Discrimination against Akhdam Women in Yemen: In 2009, WITNESS partnered with the Sisters Arab Forum (SAF) to produce a documentary called “Breaking the Silence,” about the plight of Akhdam women in Yemen. The video is currently banned in Yemen, and both WITNESS and SAF are working to repeal the ban.

===Middle East and North Africa transitions===
WITNESS launched a program in 2011 to support the transition to democracy in the Middle East and North Africa following the Arab Spring. This program includes: a partnership with the Egyptian Democratic Academy (EDA); hosting a human rights convention in the region to identify immediate needs; identifying, disseminating and translating innovative tools and tactics; and developing new apps for human rights in the region.

===Child Soldiers===
2007: WITNESS teamed with AJEDI-Ka/PES to create a video to oppose the recruitment of child soldiers in the Democratic Republic of the Congo (DRC). The partnership sought to bring to justice those responsible for the crimes that led to the 2007 war crimes charges by the International Criminal Court (ICC) against Congolese warlord Thomas Lubanga Dyilo. The resulting film, A Duty to Protect, was screened at a high-level panel discussion at U.N. Headquarters in November 2007, following the arrest by the ICC of a second DRC warlord for the use of child soldiers.
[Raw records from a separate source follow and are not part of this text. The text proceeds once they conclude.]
PR #4348, opened 2023-07-19
Fix missing version suffix

paullinator:
Have updateVersion.ts read the version file written by jenkins. gitVersionFile.ts is responsible for writing the file.

### CHANGELOG

 none

### Dependencies

 none

### Requirements

- [ ] Tested on iOS device


swansontec (approved):
I see that all the logic from this file has moved into `gitVersionFile.ts`, so the change solves the immediate problem.

Unfortunately, this new architecture means there is no longer any *documented* way for third parties to build release versions of the app. We spent a lot of time and energ a year or two ago making sure there was a way to build the app *without* all our custom Jenkins infrastructure. Part of this design was the `updateVersions.ts`, which would auto-update the version info, independently of Jenkins. This is still documented in our readme, even though it no longer works correctly (especially after this change).

So, we either need to update this script with some sort of fallback mode that third parties can use, or we need to update our README with the steps someone needs to get `release-version.json` up-to-date.

Feel free to create a task for this work, based on your chosen path & time estimate.

paullinator:
> I see that all the logic from this file has moved into `gitVersionFile.ts`, so the change solves the immediate problem.
> 
> Unfortunately, this new architecture means there is no longer any _documented_ way for third parties to build release versions of the app. We spent a lot of time and energ a year or two ago making sure there was a way to build the app _without_ all our custom Jenkins infrastructure. Part of this design was the `updateVersions.ts`, which would auto-update the version info, independently of Jenkins. This is still documented in our README, even though it no longer works correctly (especially after this change).
> 
> So, we either need to update this script with some sort of fallback mode that third parties can use, or we need to update our README with the steps someone needs to get `release-version.json` up-to-date.
> 
> Feel free to create a task for this work, based on your chosen path & time estimate.

Actually this is a pretty easy change for external developers. gitVersionFile.ts just has to be called right before updateVersion.ts. I’ll update the docs.

README.md
```diff
@@ -77,8 +77,6 @@ Otherwise, to get an APK, do:
 
 ### Build release version of app
 
-First, run `yarn update-version` to copy the `package.json` version into the native project files, and to assign a unique build number.
-
```
swansontec, line 81: We should delete the section header, now that it's empty.

swansontec (approved):
Approved with one teeny change.

README.md
paullinator: I think it's still relevant as it differentiates building a release version vs a debug version like the header above. Otherwise we'd have iOS, Android, iOS, Android all under the 

### Run the app in debug mode

header.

WITNESS partnered with Amnesty International to develop a companion curriculum for the film.

===Human trafficking===
Modern-Day Slavery in Brazil: In 2007, Bound by Promises, a film about modern-day slavery in rural Brazil, was screened before the Brazilian Congress’ Human Rights Commission.

Human Sex Trafficking in the United States: In 2012, WITNESS co-produced a 21-minute advocacy video called What I Have Been Through Is Not Who I Am, with ECPAT-USA. The short documentary tells the story of Katrina, a child who was trafficked for sex in the United States.

===Elder abuse===
In 2009, WITNESS and the National Council on Aging (NCOA) produced An Age for Justice: Confronting Elder Abuse in America, a film about the financial, emotional and physical abuse that up to an estimated five million older Americans face every year.

===Climate change===
WITNESS joined the "iMatter Trust Campaign" with Our Children's Trust, the iMatter Campaign and students from Montana State University’s MFA in Science and Natural History Filmmaking to co-produce a series of videos highlighting how climate change and government inaction are affecting the everyday lives of our youth.
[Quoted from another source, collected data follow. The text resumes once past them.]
PR #4358, opened 2023-07-25
Fix GettingStartedScene from routing after forgetting accounts

samholmes:
If the user forgets accounts (deletes), then the `localUsers.length`
change would trigger the effect which handles the routing to the login
scene.

### CHANGELOG

 none

### Dependencies

 none

### Requirements

- [ ] Tested on iOS device

---
  - https://app.asana.com/0/0/1205126719735957

### DIFF
--- a/src/components/scenes/GettingStartedScene.tsx
+++ b/src/components/scenes/GettingStartedScene.tsx
@@ -23,6 +23,7 @@ import slide3HeroImage from '../../assets/images/gettingStarted/slide3HeroImage.
 import slide4HeroImage from '../../assets/images/gettingStarted/slide4HeroImage.png'
 import { useAsyncEffect } from '../../hooks/useAsyncEffect'
 import { useHandler } from '../../hooks/useHandler'
+import { useWatch } from '../../hooks/useWatch'
 import { lstrings } from '../../locales/strings'
 import { useSelector } from '../../types/reactRedux'
 import { EdgeSceneProps } from '../../types/routerTypes'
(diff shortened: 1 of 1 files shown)


src/components/scenes/GettingStartedScene.tsx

===The Hub: Human Rights Media Center===
WITNESS launched the Hub in 2007 as a single point for users to upload human rights videos that might not be uploadable elsewhere. Because those needs have been fulfilled by other sources, the Hub has now become an archive for the content that had previously been uploaded.

==Outside ratings==
- Charity Navigator awarded WITNESS 3 out of 4 stars overall, and 4 out of 4 stars on “Accountability and Transparency”.
- The Global Journal rated WITNESS No. 83 of the top 100 non-governmental organizations in 2012.
- The Global Journal rated WITNESS No. 52 of the top 100 non-governmental organizations in 2013.